[Records from a dataset]

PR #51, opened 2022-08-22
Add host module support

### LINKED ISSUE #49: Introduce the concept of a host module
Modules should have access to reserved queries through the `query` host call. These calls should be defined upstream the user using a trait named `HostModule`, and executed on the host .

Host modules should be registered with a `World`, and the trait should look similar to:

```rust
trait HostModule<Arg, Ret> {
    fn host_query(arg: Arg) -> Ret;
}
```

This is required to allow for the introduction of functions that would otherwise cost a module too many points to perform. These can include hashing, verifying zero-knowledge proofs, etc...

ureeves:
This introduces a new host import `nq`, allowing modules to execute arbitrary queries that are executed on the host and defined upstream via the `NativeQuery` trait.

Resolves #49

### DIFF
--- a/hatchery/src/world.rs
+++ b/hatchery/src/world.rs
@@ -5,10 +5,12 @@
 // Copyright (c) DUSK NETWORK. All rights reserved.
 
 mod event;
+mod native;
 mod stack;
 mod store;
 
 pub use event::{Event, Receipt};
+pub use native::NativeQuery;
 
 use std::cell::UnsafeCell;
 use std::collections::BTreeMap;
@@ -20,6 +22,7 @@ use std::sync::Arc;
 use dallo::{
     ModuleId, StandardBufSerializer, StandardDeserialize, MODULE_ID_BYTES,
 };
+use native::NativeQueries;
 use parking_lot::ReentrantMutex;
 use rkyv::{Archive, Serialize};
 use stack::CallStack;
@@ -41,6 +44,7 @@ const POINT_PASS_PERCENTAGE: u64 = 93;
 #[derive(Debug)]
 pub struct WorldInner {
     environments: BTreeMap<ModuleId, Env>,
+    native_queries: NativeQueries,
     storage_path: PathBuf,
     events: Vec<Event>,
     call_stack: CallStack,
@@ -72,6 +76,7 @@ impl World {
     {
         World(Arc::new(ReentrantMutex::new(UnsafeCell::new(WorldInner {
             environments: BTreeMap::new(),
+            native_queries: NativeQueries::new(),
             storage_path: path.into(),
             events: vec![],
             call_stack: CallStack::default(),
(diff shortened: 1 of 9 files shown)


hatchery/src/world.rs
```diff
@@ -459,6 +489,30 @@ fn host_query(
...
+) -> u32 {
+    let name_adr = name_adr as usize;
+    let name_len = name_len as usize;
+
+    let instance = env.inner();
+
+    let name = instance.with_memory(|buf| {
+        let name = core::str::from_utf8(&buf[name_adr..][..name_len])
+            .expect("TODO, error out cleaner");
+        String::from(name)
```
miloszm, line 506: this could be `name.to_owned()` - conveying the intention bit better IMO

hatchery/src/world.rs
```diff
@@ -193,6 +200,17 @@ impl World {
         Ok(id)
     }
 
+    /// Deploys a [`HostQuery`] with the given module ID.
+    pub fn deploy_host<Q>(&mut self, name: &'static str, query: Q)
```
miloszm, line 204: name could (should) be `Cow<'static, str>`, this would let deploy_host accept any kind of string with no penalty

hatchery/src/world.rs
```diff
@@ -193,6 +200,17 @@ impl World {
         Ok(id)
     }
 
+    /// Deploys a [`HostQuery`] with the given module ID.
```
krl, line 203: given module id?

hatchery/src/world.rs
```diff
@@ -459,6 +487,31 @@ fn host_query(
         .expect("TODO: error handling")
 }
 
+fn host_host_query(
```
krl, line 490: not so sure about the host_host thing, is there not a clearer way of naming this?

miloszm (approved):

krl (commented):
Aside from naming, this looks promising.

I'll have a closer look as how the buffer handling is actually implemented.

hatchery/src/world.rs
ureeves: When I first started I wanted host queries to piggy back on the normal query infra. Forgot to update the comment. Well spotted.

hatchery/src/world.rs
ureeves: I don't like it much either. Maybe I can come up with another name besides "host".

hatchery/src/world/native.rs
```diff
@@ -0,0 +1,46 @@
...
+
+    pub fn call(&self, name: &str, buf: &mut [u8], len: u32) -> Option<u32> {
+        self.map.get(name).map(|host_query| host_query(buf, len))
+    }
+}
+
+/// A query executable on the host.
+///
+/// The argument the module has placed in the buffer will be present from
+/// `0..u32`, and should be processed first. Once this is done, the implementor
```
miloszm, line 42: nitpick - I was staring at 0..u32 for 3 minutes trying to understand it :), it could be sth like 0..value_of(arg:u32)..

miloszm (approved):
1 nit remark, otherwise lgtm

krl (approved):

Aim of the exercise → Taking every line of the records above into account, tally those that contain "executed" and give only the total.

Solution → 2